Дикарь замолчал. Затем сказал упрямо:

– Все равно «Отелло» – хорошая вещь, «Отелло» лучше ощущальных фильмов.

– Разумеется, лучше, – согласился Главноуправитель. – Но эту цену нам приходится платить за стабильность. Пришлось выбирать между счастьем и тем, что называли когда-то высоким искусством. Мы пожертвовали высоким искусством. Взамен него у нас ощущалка и запаховый орган.

– Но в них нет и тени смысла.

– Зато в них масса приятных ощущений для публики.

– Но ведь это… «это бредовой рассказ кретина».

– Вы обижаете вашего друга, мистера Уотсона, – засмеявшись, сказал Мустафа. – Одного из самых выдающихся специалистов по инженерии чувств…

– Однако он прав, – сказал Гельмгольц хмуро. – Действительно, кретинизм. Пишем, а сказать-то нечего…

– Согласен, нечего. Но это требует колоссальной изобретательности. Вы делаете вещь из минимальнейшего количества стали – создаете художественные произведения почти что из одних голых ощущений.

Дикарь покачал головой:

– Мне все это кажется просто гадким.

– Ну разумеется. В натуральном виде счастье всегда выглядит убого рядом с цветистыми прикрасами несчастья. И разумеется, стабильность куда менее колоритна, чем нестабильность. А удовлетворенность совершенно лишена романтики сражений со злым роком, нет здесь красочной борьбы с соблазном, нет ореола гибельных сомнений и страстей. Счастье лишено грандиозных эффектов.
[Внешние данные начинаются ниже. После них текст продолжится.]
PR #1988, opened 2026-06-04
bb03: fix --preseed in simulator

jadzeidan:
fixes --preseed in simulator so it actually
loads with preseeded test wallet.


jadzeidan:
@NickeZ PTAL

NickeZ (approved):
utACK, please sign commit so we can merge.

PR #1992, opened 2026-06-12
Nickez/config time variable

NickeZ:
Build systems are typically split into "config time" options and "build time" options. All of our options has been build time and thus doubling the output targets for every new option we add. Here is a proposal to simplify the build system by bringing most of the options to config time.


adam2k:
Hi @NickeZ, I had a read through this and I like the direction. Config-time options instead of a target per combination seems like a clear win.

Are you planning to rebase this?  It's been sitting a couple of months and master has moved on a fair bit since.  CI is also red at the moment, though it looks like a single real failure with the rest cancelled by fail-fast.

Happy to do a proper review once it's rebased, if that's useful to you.  I have some notes already but they'd be more useful against a current base than against the June state of the branch.

NickeZ:
> Hi @NickeZ, I had a read through this and I like the direction. Config-time options instead of a target per combination seems like a clear win.
> 
> Are you planning to rebase this? It's been sitting a couple of months and master has moved on a fair bit since. CI is also red at the moment, though it looks like a single real failure with the rest cancelled by fail-fast.
> 
> Happy to do a proper review once it's rebased, if that's useful to you. I have some notes already but they'd be more useful against a current base than against the June state of the branch.

This is just a vibe coded PoC. Parts of it might be picked up in future smaller scoped PRs.

PR #1993, opened 2026-06-15
Read chunks via typed pointers

NickeZ:
Use typed pointers for read-only memory accessors so firmware builds can read fields directly from flash instead of copying whole chunks first. Keep test builds on the existing fake read hooks.

### DIFF
--- a/src/memory/memory.c
+++ b/src/memory/memory.c
@@ -233,6 +233,66 @@ static void _read_chunk(uint32_t chunk_num, uint8_t* chunk_out)
 #endif
 }
 
+static const chunk_0_t* _chunk_0(void)
+{
+#ifdef TESTING
+    static chunk_0_t chunk;
+    util_zero(&chunk, sizeof(chunk));
+    _read_chunk(CHUNK_0_PERMANENT, chunk.bytes);
+    return &chunk;
+#else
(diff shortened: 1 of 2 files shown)


benma (changes requested):
CI is failing.

edit: otherwise the change looks great!

benma:
There is also a new warning in host builds:

```

/../../src/memory/memory.c:332:62: warning: '%s' directive output may be truncated writing up to 7963 bytes into a region
  of size 64 [-Wformat-truncation=]


Yes, the warning is new in this commit.

  It appears only in the host/simulator build path:
  make simulator-graphical on bd7712e4b warns in memory_get_device_name().

  The parent commit edcac8b70 builds simulator-graphical without that warning. The firmware target does not emit it on either commit; I rebuilt firmware after checking out both commits, and ARM GCC only showed the
  usual linker/newlib warnings.

  Cause: after the refactor, host GCC sees chunk->fields.device_name as a pointer into the full 8KB chunk, so fortified snprintf("%s", ...) warns it may read up to 7963 bytes. Before, it was a local
  chunk.fields.device_name array, so GCC kept the tighter object bound.


```

benma (approved):
I pushed a commit to fix the warning / CI. Please check and squash & merge if okay.

PR #1994, opened 2026-06-15
bb03 UI: placeholder UI for BTC signing workflows

jadzeidan:
Implement placeholder UI for BTC signing demos
listed in send_message.py.


NickeZ (approved):
utACK

PR #2071, opened 2026-08-26
ci: Test individual PR commits

NickeZ:
Build each commit directly instead of creating a synthetic merge with the PR base. Include the head commit and label matrix jobs with their position in the PR history.


cedwies (approved):
utACK

PR #2072, opened 2026-08-26
Validate ATECC response lengths

benma-agent:
Preserve the receive buffer capacity and reject malformed ATECC
response counts before CryptoAuthLib can use them for CRC validation.

Match the status codes used by the standard CryptoAuthLib I2C HAL and add
regression tests for undersized and oversized response counts.

Tests:
- ./scripts/dev_exec.sh make firmware
- ./scripts/dev_exec.sh make unit-test
- ./scripts/dev_exec.sh make run-unit-tests


NickeZ (approved):
utACK

PR #2074, opened 2026-08-27
backup: reject malformed fields

benma-agent:
Treat missing optional metadata as invalid instead of unwrapping it,
and only accept the seed lengths supported by the keystore. This keeps
malformed backup files on the normal error path.

Add regression coverage for missing metadata and invalid seed lengths,
and correct the legacy create/load test's 12-byte fixture to the intended
16-byte size.

Tests:
- `cargo test --manifest-path src/rust/Cargo.toml --all-features -- --test-threads 1`
- `make unit-test`
- `make run-unit-tests`
- `make run-rust-clippy`

### DIFF
--- a/CHANGELOG.md
+++ b/CHANGELOG.md
@@ -7,6 +7,7 @@ customers cannot upgrade their bootloader, its changes are recorded separately.
 ## Firmware
 
 ### [Unreleased]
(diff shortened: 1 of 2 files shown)


cedwies (approved):
tACK

PR #2075, opened 2026-08-27
py: improve firmware loader UX

benma-agent:
Detect development bootloaders and automatically classify signed and unsigned firmware inputs.

Confirm the detected combination by default, with -y/--yes for non-interactive use.

Keep --debug as a deprecated no-op for backwards compatibility.

Warn about combinations expected to fail without blocking deliberate bootloader error tests.

Treat signature-data errors as nonfatal on development devices and fatal on production devices.

Improve bootloader errors and timeout handling, and document and test the flashing matrix.

### DIFF
--- a/py/load_firmware.py
+++ b/py/load_firmware.py
@@ -1,22 +1,94 @@
 #!/usr/bin/env python3
 # SPDX-License-Identifier: Apache-2.0
 
-"""TODO: document"""
+"""Flash signed or unsigned firmware onto a BitBox device.
+
+The input type is detected from the signed-firmware header. The supported combinations are:
+
+* Production device, signed firmware: flash the firmware and signature data.
+* Production device, unsigned firmware: warn that it will not boot, then flash the firmware.
+* Development device, signed firmware: flash the firmware, attempt to flash the signature data,
+  warn if the signature data is rejected, and reboot into the firmware anyway.
+* Development device, unsigned firmware: flash the firmware without signature data.
+
+Every flash requires confirmation unless ``-y``/``--yes`` is used. Edition mismatches and
+combinations that are expected to fail are called out before the confirmation.
+"""
 
 import argparse
-import sys
-
 import pprint
-from typing import Callable, Any, Tuple
-from time import sleep
+import sys
+import time
+from pathlib import Path
+from typing import Any, Callable, Dict, NamedTuple, Optional, Sequence, Tuple
 
 import hid
 
 from bitbox02.communication import devices, TransportLayer, u2fhid, bitbox_api_protocol
 from bitbox02.communication.devices import TooManyFoundException, NoneFoundException
 
-from bitbox02.bitbox02 import Bootloader, BitBox02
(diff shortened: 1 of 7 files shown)


py/load_firmware.py
```diff
@@ -1,24 +1,100 @@
...
 
-"""TODO: document"""
+"""Flash signed or unsigned firmware onto a BitBox device.
 
-import argparse
-import sys
+The supported combinations are:
+
+* Production device, signed firmware: flash the firmware and signature data.
+* Production device, unsigned firmware: refuse to flash.
```
NickeZ: why refuse to flash? I think being able to flash unsigned firmware is a valid test engineers can make.

py/load_firmware.py
```diff
@@ -1,24 +1,100 @@
...
+* Development device, signed firmware: flash the firmware, attempt to flash the signature data,
+  warn if the signature data is rejected, and reboot into the firmware anyway.
+* Development device, unsigned firmware with ``--debug``: flash the firmware without signature
```
NickeZ: Can we change the name of `--debug` to `--unsigned`?

NickeZ: btw, do we even need the `--unsigned` flag or could the tool check if the image contains signatures?

py/load_firmware.py
benma: Since fw images don't have an image header yet, this operation is not even possible basically. Unsigned now means not that the header is there and the sigs are missing, but that there is no header at all. We could still allow it and skip flashing the sigs, but it would not test failing sigs during flashing.

You can always use `--debug`/`--unsigned` if you want to flash invalid firmware to test that it wont' boot afterwards.

benma: Nevermind, next commit will allow it that drops the `--debug` flag, as it will proceed with any combo if accepted.

NickeZ: what do you mean not possible? I always thought you could write what you wanted through the write interface. Isn't writing the sigs a separate step from flashing?

py/load_firmware.py
```diff
@@ -106,46 +228,125 @@ def _find_and_open_usb_bitbox02(use_cache: bool) -> Tuple[devices.DeviceInfo, Tr
...
     parser = argparse.ArgumentParser(
-        description="Tool for flashing a new firmware on BitBox devices."
+        description="Tool for flashing a new firmware on BitBox devices.",
+        epilog=FLASHING_HELP,
+        formatter_class=argparse.RawDescriptionHelpFormatter,
     )
     parser.add_argument(
         "--no-cache", action="store_true", help="Don't use cached or store noise keys"
     )
-    parser.add_argument("--debug", action="store_true", help="Flash a debug (unsigned) firmware.")
```
NickeZ, line 117: I think keeping `--debug` as a noop / deprecation notice would be more polite

benma: Re-added

NickeZ (approved):
tACK, nice!

PR #2080, opened 2026-09-03
factorysetup: make RTT framing robust

benma-agent:
Read the header and payload exactly so partial RTT reads cannot truncate API messages.

Send each response as one frame. Retry the complete buffer until NoBlockSkip publishes it.

Partial byte counts from NoBlockSkip are not committed and cannot be accumulated.


NickeZ (approved):
utACK, fixed all my nits

PR #2081, opened 2026-09-03
factorysetup: speed up certificate setup

benma-agent:
Select the attestation root key by its identifier before verifying the
certificate signature. This decreases the time to set the certificate to
less than 0.1 seconds. Previously it took up to roughly 2.4 seconds for a
root key near the bottom of the list.


NickeZ (approved):
utACK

– Пусть так, – сказал Дикарь, помолчав. – Но неужели нельзя без этого ужаса – без близнецов? – Он провел рукой по глазам, как бы желая стереть из памяти эти ряды одинаковых карликов у сборочного конвейера, эти близнецовые толпы, растянувшиеся очередью у входа в Брентфордский моновокзал, эти человечьи личинки, кишащие у смертного одра Линды, эту атакующую его одноликую орду. Он взглянул на свою забинтованную руку и поежился. – Жуть какая!